Role of Initial and Final States in Molecular Spectroscopies: Example of Tetraphenyldibenzoperiflanthene (DBP) on Graphite

Electronic devices based on organic semiconductors are a fast-growing field of technology. A detailed understanding of the interplay between optical and electronic properties of organic molecular thin films as well as the physical structure is highly beneficial for the optimization of such devices. This requires investigations by means of different yet complementary spectroscopic techniques, where the comparability between the different data sets can become confusing.

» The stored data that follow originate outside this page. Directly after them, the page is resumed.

Issue #852, opened 2021-02-11
OpenGL rendering changes Schematic Editor Background to black


deanusjack:
##### VERSION / OS / ENVIRONMENT
LibrePCB Version: 0.1.5
Git Revision:     a435c5095c6f94df4da130fe832ea97f42d17901
Build Date:       2020-10-03T20:06:07
Linking type:     static
Unbundled libs:   -
Qt Version:       5.15.0 (built against 5.15.0)
CPU Architecture: x86_64
Operating System: Windows 10 Version 1909
Platform Plugin:  windows

##### SUMMARY
Enabling OpenGL Hardware Acceleration causes the Schematic Editor background to change from White to Black, making it hard to read.

##### STEPS TO REPRODUCE
Workspace Settings -> Appearance -> Enable OpenGL Hardware Acceleration -->Open project->  Go to Schematic -> Background is now black.
Close Project -> Workspace Settings -> Appearance -> Disable OpenGL Hardware Acceleration -->Open project->  Go to Schematic -> Background  is white as normal

##### EXPECTED RESULTS
Background of Schematic editor not to change colour.

##### ACTUAL RESULTS
Background of Schematic editor changes colour making it hard to see/read due to contrast between red/black,

##### ADDITIONAL INFORMATION
Fresh Installation of LibrePCB.

PR #921, opened 2021-10-04
issue #852 - OpenGL rendering changes Schematic Editor Background to black

masondb:
backgroundBrush() would return "no brush" when switching to opengl for rendering for graphicsview. For boardeditor  setbackgroundbrush is used in the constructor for BoardEditor class but not for SchematicEditor class. Simply added white brush to SchematicEditor constructor to set background

### DIFF
--- a/libs/librepcb/projecteditor/schematiceditor/schematiceditor.cpp
+++ b/libs/librepcb/projecteditor/schematiceditor/schematiceditor.cpp
@@ -109,6 +109,7 @@ SchematicEditor::SchematicEditor(ProjectEditor& projectEditor, Project& project)
   mGraphicsView = new GraphicsView(nullptr, this);
   mGraphicsView->setUseOpenGl(
       mProjectEditor.getWorkspace().getSettings().useOpenGl.get());
+  mGraphicsView->setBackgroundBrush(Qt::white);
   setCentralWidget(mGraphicsView);
 
   // Add actions to toggle visibility of dock widgets


ubruhin:
Thanks for the contribution! :tada: 

My thoughts:
- I think it makes more sense to move the change into the `GraphicsView` constructor. Then the issue will automatically be fixed for *all* places where `GraphicsView` is used (`SymbolEditorWidget`, and several dialogs) and we won't have the same issue again if `GraphicsView` is added to more windows in future.
- Since the board editor sets the *foreground* brush as well, I'd prefer to also set it explicitly to `Qt::black` by default, just next to the background brush.
- The commit message does not follow the [conventions](https://chris.beams.io/posts/git-commit/) we specify in [CONTRIBUTING.md](https://github.com/LibrePCB/LibrePCB/blob/master/CONTRIBUTING.md). However, it's not a big deal, I can specify a different commit message when squash&merge this PR :wink: Btw, the issue number does not need to be part of the commit message, we usually only specify it in the PR description.

Could you maybe update the PR accordingly, at least with the first two suggestions? Or what do you think about these suggestions?

And FYI, if you push any update to this branch, [we prefer squashed&force-pushed commits](https://developers.librepcb.org/df/d30/doc_developers.html#doc_developers_pullrequests) instead of adding additional commits. But in case you aren't familiar with this workflow, just do whatever is the easiest for you :slightly_smiling_face:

Consequently, the core aspect of this work is the consistent unification of spectroscopic data obtained by a diversity of experimental techniques within the complementary pictures of molecular states and energy levels. The confusion is obvious in the example of epitaxial films of tetraphenyldibenzoperiflanthene (DBP) on graphite(0001) surfaces being discussed here. One puzzling issue is the widening of the transport gap by around 0.6 eV during film growth, whereas the optical gap remains virtually constant. Furthermore, two-photon photoemission spectroscopy (2PPE) yields several features related to the same unoccupied orbital, and it is a nontrivial task to correlate them with the results of other spectroscopies. These issues can be resolved when all spectroscopic data are consistently interpreted in the framework of a theoretical model which was recently introduced by us, taking the initial and final states of the underlying probe processes into account. Applying that model, all peak shifts are explained here consistently by means of polarization and charging energies and further physical effects in context with the microscopic structure of the DBP thin films.